Air medical is a whole different ballgame. I think this article gives a good introduction.
There’s some controversy in the EMS community over whether or not helicopters are overused, also (I think they are). That said, I work in the city and we never utilize them.
When I worked as an emergency medical technician in the state of New York in the early 2000s, it cost nothing to make the call to warm up the helicopter.
The second the skids left the ground it cost $5000.
This was both with a volunteer ambulance corps connected to the town where I lived, and an ambulance company that paid me an hourly rate.
We never consider the cost. You call for a helicopter when you know that every second counts, and you need the person flown much faster than you can get some place in an ambulance.
This was a Orange County New York, a mostly rural area. Depending on where the helicopter was coming from, it still took a fair bit of time for them to reach you, load it up safely turn around and fly back to Westchester County Medical Center.
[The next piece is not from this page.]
PR #1462, opened 2026-08-22
test(googleVertex): characterize the Vertex+Claude loops before Task 11

murdore:
## What

Five cases on top of the two reachability ones from #1456, pinning what `executeNativeAnthropicStream` and `executeNativeAnthropicGenerate` do **before** they move onto `runAgenticLoop`.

Depending on the case, we would load up and start driving to a pre determined meeting place with the helicopter.
If the situation was simply too fragile, we would stay put and try to maintain the patient until the helicopter arrived.
I only had to make a call for a helicopter once personally. I witnessed an automobile rollover on the New York State Thruway, pulled over, and responded to the scene. The severe nature of the trauma demanded a helicopter response.
The money simply does not enter into the equation at that moment.
The volunteer ambulance corps that I was just to see that with attempted to collect it through insurance on every call we did. We were not always successful.
It is important to mention that unlike all fire agencies, including hundred percent volunteer ones in rural areas, many EMS agencies get almost no money from the local municipality. This was the case in my town. Aside from fundraising campaigns that involved bulk mailing, all of the income and support of the entire ambulance corps came through insurance billing.
On the subject of air ambulance, the insurance company I work for will cover air ambulance back to the US, but only to the “nearest appropriate facility”. For Mexico and the Caribbean that’s generally El Paso, Miami, or San Diego. It happens from time to time that one of our subscribers will demand to be taken back to Minnesota. We’ll cut off the payment at any mileage beyond the nearest appropriate facility and they’ll wind up owing well into the five figures what would cost a couple of hundred on Southwest once they recovered.